Description of the task: Would you transcribe all of the data exactly, down to the last character?
[Opening Information given section]
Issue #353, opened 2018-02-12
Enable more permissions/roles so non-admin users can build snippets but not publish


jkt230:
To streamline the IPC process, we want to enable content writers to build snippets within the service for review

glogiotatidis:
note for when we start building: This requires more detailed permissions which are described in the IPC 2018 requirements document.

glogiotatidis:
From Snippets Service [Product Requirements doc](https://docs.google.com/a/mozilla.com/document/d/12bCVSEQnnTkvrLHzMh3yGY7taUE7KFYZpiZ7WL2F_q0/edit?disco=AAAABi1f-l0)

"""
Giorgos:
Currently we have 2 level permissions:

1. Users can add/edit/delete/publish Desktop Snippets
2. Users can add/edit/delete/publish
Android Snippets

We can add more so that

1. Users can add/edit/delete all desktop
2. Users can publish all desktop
[Closing Information given section]
Problem solution:
Issue #353, opened 2018-02-12
Enable more permissions/roles so non-admin users can build snippets but not publish


jkt230:
To streamline the IPC process, we want to enable content writers to build snippets within the service for review

glogiotatidis:
note for when we start building: This requires more detailed permissions which are described in the IPC 2018 requirements document.

glogiotatidis:
From Snippets Service [Product Requirements doc](https://docs.google.com/a/mozilla.com/document/d/12bCVSEQnnTkvrLHzMh3yGY7taUE7KFYZpiZ7WL2F_q0/edit?disco=AAAABi1f-l0)

"""
Giorgos:
Currently we have 2 level permissions:

1. Users can add/edit/delete/publish Desktop Snippets
2. Users can add/edit/delete/publish
Android Snippets

We can add more so that

1. Users can add/edit/delete all desktop
2. Users can publish all desktop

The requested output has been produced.